Collected data entries:
————————

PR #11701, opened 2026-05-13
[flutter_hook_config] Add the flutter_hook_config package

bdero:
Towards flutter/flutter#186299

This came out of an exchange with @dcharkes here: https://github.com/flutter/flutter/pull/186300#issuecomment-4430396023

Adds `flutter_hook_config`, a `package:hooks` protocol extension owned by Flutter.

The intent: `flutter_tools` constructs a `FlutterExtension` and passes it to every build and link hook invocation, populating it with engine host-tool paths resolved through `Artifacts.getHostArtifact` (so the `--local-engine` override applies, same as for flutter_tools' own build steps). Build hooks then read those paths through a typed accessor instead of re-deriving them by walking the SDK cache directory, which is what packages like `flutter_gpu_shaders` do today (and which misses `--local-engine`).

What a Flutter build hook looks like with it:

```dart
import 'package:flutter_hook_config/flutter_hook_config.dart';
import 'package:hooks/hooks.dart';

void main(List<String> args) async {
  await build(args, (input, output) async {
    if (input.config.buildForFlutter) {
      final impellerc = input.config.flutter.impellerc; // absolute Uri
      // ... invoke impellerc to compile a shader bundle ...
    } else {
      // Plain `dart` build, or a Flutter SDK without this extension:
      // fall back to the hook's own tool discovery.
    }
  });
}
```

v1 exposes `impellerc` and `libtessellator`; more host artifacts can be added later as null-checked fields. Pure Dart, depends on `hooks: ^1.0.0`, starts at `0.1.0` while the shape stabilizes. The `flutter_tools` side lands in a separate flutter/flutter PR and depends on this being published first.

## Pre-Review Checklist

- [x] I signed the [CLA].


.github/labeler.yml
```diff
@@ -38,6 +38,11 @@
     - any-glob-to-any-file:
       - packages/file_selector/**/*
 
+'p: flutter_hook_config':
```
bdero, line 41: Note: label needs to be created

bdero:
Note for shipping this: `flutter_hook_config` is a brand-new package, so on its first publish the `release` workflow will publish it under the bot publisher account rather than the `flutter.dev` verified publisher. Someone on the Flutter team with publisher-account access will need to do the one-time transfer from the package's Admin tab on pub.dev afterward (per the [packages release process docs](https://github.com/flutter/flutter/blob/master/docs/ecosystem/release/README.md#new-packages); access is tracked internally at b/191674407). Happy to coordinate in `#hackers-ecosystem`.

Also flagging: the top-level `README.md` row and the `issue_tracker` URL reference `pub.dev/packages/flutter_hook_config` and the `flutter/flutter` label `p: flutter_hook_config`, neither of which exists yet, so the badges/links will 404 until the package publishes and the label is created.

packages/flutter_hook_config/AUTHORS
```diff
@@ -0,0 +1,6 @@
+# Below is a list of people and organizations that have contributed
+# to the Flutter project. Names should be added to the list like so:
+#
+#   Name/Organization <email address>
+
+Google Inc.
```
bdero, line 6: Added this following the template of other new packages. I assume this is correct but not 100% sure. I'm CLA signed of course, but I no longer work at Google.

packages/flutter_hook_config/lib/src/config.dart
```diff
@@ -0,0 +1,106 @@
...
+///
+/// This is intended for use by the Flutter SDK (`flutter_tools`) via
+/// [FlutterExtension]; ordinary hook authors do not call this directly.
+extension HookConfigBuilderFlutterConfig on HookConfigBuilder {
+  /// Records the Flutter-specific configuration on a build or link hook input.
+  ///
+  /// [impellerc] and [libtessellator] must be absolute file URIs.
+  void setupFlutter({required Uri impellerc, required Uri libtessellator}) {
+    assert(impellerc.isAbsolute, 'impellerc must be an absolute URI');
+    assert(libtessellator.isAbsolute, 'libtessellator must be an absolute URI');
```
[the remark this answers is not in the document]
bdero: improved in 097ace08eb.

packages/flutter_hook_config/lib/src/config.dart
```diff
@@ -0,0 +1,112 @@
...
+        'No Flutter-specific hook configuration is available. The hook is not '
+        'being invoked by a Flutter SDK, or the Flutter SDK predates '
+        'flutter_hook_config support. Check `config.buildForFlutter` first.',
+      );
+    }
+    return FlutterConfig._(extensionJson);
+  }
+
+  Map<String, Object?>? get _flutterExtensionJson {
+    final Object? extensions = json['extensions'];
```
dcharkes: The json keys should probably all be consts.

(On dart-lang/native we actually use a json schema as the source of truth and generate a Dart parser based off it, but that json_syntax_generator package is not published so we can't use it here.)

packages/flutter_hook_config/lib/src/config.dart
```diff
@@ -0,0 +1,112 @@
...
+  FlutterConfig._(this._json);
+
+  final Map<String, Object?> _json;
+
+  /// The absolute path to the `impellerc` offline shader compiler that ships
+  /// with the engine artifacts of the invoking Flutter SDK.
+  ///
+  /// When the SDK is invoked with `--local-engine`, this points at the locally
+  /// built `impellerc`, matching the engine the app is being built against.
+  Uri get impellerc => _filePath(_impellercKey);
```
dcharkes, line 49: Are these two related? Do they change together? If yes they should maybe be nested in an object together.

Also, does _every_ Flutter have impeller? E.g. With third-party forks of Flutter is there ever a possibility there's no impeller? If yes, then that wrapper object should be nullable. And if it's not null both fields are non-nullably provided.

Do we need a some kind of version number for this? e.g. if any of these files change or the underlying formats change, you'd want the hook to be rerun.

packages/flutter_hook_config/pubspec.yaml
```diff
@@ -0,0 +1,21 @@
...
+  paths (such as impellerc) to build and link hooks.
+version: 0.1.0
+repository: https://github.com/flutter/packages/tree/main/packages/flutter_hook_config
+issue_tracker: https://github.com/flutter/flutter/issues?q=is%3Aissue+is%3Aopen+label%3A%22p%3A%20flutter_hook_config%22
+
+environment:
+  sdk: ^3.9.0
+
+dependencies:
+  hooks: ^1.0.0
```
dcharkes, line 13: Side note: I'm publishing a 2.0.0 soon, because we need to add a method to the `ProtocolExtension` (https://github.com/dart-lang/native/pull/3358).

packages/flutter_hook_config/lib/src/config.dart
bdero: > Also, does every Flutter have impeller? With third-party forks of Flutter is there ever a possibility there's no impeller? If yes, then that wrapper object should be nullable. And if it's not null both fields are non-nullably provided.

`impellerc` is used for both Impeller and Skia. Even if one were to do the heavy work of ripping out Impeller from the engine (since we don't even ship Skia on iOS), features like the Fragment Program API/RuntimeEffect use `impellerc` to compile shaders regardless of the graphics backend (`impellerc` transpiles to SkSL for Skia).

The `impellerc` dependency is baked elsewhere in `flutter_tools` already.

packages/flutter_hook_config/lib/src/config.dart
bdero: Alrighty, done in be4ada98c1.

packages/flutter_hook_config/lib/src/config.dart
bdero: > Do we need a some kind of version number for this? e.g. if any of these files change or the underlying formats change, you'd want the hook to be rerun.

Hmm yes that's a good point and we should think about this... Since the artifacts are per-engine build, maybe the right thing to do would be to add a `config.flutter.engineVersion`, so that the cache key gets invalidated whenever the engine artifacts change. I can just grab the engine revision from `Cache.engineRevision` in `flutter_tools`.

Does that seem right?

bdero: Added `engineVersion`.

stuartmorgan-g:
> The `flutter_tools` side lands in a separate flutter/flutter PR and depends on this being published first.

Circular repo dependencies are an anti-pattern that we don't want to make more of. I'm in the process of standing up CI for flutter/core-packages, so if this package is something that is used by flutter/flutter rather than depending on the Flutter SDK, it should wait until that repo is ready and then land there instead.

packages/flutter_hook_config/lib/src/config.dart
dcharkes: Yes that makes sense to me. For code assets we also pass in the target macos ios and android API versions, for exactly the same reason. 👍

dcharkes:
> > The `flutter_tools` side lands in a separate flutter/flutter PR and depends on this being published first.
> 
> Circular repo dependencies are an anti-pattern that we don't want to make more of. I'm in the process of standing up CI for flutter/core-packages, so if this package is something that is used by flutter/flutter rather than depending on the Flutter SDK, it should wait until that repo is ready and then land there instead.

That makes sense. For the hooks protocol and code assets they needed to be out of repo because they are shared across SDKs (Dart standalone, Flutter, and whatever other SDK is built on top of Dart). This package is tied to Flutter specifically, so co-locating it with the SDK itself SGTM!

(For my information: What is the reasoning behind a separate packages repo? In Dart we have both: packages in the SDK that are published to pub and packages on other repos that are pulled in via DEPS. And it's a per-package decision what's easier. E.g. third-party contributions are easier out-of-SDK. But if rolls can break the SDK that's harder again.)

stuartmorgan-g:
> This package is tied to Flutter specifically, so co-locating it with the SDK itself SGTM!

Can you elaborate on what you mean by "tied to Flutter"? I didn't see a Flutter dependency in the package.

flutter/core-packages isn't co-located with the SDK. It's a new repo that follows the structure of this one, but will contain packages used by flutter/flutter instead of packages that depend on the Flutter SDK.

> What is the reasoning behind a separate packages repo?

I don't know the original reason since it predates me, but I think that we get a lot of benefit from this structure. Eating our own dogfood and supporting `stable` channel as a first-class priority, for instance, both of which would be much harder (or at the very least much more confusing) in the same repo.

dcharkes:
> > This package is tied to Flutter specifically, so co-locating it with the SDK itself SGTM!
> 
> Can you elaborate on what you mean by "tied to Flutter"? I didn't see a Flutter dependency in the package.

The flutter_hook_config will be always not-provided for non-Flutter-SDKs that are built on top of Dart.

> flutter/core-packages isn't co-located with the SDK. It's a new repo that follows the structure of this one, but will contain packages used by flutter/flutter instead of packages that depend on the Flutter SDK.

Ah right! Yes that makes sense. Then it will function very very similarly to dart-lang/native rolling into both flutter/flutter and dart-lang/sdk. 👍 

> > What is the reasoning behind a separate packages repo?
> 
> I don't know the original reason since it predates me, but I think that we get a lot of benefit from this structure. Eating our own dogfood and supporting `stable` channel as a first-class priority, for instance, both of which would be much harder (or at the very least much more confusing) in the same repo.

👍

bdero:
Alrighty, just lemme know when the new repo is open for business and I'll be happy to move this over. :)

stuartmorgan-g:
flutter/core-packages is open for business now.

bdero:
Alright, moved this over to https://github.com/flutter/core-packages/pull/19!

————————

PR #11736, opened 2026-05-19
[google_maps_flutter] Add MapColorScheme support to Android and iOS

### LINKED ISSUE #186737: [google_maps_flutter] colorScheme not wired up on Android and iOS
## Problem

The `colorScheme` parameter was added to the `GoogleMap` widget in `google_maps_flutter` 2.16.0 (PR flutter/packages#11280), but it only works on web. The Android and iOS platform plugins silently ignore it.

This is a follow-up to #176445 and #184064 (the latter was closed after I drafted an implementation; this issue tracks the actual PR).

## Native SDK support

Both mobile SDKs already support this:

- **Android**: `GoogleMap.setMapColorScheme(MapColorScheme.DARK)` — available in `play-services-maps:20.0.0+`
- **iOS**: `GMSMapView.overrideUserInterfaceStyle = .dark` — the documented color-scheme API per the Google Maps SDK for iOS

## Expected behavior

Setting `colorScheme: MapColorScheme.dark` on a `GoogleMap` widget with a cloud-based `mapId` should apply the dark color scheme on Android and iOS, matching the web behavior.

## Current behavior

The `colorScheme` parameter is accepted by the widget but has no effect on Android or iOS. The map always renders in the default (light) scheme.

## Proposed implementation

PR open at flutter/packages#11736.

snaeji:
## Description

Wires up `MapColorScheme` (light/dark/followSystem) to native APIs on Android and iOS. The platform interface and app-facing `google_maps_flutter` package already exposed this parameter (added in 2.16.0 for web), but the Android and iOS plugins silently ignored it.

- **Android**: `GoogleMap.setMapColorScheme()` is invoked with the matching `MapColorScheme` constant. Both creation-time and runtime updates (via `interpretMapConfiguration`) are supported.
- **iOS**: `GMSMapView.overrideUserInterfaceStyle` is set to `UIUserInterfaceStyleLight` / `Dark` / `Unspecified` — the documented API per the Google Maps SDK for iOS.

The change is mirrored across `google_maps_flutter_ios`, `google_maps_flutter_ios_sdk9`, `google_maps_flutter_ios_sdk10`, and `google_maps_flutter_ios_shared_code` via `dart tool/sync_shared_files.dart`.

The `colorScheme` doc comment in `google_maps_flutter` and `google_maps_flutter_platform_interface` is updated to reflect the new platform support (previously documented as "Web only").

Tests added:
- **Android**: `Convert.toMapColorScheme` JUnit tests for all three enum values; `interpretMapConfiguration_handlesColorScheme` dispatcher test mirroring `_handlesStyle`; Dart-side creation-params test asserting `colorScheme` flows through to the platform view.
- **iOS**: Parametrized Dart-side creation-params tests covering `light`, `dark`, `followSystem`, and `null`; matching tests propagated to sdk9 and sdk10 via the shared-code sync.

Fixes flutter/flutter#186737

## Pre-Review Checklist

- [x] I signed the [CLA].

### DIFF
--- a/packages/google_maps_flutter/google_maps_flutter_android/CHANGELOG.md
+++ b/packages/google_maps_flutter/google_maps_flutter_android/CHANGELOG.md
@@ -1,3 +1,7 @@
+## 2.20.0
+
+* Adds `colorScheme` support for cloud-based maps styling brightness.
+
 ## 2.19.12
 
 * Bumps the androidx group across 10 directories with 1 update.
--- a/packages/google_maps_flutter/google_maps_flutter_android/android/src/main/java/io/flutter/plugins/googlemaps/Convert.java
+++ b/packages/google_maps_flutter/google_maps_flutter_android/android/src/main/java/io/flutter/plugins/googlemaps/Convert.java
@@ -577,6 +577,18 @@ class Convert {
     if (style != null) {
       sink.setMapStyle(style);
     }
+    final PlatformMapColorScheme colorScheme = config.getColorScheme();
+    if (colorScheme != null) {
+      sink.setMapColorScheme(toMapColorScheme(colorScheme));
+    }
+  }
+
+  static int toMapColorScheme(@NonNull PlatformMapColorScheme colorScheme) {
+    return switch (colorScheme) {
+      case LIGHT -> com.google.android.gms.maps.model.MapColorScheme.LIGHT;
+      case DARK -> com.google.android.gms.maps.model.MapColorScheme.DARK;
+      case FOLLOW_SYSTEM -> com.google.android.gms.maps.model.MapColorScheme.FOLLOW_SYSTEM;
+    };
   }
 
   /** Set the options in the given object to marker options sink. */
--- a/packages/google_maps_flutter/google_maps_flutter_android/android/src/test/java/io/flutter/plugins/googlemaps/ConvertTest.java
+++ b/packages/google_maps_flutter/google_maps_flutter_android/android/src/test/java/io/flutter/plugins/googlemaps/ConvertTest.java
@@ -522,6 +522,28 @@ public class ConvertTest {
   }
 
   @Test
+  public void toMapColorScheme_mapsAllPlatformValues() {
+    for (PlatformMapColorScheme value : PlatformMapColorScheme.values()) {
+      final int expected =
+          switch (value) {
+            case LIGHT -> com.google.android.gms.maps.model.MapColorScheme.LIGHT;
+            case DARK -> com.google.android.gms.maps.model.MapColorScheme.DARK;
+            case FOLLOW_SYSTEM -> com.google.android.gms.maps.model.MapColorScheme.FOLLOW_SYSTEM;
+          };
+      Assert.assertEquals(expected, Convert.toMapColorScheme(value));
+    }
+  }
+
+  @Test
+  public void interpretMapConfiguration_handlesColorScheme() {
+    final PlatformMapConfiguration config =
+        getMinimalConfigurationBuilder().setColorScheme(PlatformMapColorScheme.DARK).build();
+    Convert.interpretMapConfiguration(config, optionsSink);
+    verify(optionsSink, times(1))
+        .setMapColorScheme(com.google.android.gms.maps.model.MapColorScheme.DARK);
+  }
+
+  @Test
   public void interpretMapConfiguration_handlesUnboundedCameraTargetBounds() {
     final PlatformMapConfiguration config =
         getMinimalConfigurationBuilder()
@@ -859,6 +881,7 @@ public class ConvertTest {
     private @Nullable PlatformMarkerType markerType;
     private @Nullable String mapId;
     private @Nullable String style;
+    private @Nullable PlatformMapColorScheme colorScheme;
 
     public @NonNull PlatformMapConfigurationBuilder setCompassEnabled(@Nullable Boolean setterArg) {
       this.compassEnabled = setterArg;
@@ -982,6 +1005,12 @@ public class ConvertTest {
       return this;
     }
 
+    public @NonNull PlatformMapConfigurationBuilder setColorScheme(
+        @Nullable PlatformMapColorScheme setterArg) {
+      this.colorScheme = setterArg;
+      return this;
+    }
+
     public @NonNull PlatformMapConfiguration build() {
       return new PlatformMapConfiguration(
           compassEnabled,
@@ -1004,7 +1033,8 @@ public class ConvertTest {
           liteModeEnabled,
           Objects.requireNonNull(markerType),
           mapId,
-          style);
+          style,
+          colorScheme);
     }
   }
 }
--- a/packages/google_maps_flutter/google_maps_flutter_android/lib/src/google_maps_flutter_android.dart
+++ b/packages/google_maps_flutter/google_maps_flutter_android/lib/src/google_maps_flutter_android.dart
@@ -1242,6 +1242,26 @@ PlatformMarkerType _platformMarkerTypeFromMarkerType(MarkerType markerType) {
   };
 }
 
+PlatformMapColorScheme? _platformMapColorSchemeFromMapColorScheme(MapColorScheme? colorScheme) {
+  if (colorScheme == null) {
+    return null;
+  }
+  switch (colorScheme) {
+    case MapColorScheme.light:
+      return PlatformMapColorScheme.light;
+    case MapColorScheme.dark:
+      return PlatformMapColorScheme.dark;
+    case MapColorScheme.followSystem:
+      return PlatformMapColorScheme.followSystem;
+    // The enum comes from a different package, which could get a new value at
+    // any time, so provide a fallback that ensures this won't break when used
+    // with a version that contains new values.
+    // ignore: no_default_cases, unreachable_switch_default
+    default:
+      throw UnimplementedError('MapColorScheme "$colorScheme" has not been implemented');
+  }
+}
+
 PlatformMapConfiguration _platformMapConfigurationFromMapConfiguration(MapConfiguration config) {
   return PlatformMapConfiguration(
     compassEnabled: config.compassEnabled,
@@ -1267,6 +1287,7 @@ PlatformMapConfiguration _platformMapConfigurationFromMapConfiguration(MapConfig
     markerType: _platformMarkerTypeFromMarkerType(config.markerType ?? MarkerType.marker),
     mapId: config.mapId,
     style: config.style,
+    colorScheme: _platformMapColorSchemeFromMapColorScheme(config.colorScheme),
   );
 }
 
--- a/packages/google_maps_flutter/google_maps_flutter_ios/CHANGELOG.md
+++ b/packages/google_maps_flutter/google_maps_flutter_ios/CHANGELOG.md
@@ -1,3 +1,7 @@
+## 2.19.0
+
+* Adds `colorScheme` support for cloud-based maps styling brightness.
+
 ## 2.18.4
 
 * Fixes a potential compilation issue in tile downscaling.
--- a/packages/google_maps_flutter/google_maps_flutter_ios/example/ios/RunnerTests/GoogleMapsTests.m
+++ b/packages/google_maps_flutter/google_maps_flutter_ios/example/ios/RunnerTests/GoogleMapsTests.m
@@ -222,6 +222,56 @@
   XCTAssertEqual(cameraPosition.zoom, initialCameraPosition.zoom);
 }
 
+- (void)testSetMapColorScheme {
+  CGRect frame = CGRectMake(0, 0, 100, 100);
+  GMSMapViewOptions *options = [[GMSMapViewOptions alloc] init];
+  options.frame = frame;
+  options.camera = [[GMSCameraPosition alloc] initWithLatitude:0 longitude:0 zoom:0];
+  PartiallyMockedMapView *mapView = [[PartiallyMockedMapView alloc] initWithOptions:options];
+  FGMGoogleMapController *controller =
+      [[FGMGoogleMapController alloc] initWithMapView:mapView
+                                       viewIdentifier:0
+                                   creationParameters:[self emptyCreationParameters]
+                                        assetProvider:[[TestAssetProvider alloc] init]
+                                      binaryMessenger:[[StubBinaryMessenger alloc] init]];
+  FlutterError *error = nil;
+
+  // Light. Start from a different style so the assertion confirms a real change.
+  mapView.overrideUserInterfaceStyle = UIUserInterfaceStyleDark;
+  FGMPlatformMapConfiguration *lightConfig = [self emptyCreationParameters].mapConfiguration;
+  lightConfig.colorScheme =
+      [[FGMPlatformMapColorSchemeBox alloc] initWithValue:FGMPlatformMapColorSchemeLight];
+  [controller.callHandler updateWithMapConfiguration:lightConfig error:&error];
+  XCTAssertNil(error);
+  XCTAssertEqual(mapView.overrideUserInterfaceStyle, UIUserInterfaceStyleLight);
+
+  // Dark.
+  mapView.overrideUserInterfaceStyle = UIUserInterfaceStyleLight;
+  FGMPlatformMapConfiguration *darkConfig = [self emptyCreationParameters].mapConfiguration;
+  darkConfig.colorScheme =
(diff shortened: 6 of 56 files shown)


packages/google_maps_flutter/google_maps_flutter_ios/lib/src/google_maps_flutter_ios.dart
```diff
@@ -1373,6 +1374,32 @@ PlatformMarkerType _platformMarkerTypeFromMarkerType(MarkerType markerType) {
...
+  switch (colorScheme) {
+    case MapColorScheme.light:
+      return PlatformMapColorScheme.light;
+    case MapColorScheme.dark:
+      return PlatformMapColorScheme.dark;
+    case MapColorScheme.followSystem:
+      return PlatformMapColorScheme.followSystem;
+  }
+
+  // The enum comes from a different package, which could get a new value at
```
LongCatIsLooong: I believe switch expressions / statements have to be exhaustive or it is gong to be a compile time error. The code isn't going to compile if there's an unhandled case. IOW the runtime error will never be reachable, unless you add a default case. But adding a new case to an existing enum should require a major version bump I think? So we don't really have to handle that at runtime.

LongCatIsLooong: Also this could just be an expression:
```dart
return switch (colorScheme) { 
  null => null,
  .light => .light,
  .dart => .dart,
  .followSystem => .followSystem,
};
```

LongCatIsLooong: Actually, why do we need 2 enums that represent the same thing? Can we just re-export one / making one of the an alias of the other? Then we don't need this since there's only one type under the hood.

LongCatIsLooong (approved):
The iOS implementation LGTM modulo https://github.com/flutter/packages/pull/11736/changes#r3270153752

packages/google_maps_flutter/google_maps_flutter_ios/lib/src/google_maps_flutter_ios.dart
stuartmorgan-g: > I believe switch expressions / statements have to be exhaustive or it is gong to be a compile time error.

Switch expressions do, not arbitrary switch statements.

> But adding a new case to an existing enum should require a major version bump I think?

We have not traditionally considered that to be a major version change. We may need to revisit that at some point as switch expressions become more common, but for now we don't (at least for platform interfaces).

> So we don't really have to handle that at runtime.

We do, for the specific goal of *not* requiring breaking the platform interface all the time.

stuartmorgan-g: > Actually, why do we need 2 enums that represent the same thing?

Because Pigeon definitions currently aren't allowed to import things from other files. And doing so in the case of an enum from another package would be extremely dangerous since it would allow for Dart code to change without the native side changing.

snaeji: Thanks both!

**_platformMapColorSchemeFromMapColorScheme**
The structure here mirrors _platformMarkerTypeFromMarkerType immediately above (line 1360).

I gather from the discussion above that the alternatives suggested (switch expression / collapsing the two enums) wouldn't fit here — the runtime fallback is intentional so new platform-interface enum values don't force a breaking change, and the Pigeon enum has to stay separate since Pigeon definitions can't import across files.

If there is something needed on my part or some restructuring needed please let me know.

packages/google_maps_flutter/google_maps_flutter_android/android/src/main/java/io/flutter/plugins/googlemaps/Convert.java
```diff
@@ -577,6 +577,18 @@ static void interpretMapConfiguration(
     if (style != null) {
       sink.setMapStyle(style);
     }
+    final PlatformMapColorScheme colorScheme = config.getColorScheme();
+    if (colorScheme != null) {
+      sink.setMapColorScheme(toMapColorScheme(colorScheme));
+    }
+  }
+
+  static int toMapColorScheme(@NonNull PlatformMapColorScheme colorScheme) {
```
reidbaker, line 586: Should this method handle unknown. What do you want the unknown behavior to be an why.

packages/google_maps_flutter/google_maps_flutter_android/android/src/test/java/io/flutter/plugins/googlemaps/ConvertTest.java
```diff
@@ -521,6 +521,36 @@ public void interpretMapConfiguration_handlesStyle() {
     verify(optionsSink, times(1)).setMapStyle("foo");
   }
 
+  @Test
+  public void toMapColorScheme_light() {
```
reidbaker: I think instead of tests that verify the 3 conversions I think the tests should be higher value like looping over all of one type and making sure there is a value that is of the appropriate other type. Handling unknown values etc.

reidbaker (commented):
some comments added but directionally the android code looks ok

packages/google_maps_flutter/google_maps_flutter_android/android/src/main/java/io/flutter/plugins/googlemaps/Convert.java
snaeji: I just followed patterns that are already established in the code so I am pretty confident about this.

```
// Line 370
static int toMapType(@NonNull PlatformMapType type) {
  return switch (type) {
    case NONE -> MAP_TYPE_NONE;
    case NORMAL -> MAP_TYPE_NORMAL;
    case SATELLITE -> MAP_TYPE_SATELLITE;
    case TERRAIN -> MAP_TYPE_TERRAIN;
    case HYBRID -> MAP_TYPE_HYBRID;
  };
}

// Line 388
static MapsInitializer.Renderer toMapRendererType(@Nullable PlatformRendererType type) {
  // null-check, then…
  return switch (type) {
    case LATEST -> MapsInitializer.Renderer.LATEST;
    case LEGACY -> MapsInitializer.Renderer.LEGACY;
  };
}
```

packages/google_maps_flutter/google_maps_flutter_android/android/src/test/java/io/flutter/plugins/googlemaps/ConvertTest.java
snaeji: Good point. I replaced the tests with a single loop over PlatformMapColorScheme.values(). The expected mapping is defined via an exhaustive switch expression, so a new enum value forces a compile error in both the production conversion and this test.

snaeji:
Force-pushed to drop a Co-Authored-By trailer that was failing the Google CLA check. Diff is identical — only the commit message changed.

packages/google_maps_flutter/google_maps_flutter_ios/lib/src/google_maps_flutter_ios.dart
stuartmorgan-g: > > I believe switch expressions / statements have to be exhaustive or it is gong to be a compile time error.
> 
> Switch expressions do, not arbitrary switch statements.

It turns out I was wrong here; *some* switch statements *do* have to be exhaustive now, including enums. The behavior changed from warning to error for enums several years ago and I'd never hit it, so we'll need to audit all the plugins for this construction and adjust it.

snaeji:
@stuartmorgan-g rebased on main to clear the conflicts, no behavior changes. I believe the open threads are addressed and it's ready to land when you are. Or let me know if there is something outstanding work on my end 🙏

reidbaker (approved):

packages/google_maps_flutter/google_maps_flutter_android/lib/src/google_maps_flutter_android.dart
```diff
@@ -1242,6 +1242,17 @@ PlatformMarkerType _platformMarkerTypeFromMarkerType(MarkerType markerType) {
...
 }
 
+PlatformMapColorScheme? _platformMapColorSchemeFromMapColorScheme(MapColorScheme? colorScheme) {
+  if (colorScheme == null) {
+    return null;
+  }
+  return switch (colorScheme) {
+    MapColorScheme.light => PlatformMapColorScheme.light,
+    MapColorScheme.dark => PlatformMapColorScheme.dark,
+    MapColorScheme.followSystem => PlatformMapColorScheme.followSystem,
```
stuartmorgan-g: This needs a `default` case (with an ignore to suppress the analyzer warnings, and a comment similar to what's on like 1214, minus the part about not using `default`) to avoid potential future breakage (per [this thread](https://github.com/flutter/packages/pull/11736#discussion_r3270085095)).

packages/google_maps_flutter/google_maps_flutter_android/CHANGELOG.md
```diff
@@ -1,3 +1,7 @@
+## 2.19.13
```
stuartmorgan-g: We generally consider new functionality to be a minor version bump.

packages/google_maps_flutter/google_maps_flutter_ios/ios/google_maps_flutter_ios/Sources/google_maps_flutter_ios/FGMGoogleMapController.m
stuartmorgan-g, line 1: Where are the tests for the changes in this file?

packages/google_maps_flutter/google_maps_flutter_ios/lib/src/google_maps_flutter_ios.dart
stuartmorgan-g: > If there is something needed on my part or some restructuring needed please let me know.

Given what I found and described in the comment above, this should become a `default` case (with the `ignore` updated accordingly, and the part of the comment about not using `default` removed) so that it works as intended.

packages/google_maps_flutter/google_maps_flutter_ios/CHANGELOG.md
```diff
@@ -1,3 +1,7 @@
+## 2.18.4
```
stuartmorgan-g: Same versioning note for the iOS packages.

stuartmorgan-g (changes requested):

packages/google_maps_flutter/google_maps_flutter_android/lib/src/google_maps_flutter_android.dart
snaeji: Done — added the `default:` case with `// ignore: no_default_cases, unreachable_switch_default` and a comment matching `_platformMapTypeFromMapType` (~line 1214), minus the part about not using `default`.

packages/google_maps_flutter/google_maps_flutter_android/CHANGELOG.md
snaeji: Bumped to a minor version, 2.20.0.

————————

WHAT YOU SHOULD DO:
Transcribe each line of the data above, unaltered, from the one where "Alrighty, just lemme" appears to the one where "Alright, moved this" appears, inclusive of both.

RESULT OF THIS EXERCISE:
Alrighty, just lemme know when the new repo is open for business and I'll be happy to move this over. :)

stuartmorgan-g:
flutter/core-packages is open for business now.

bdero:
Alright, moved this over to https://github.com/flutter/core-packages/pull/19!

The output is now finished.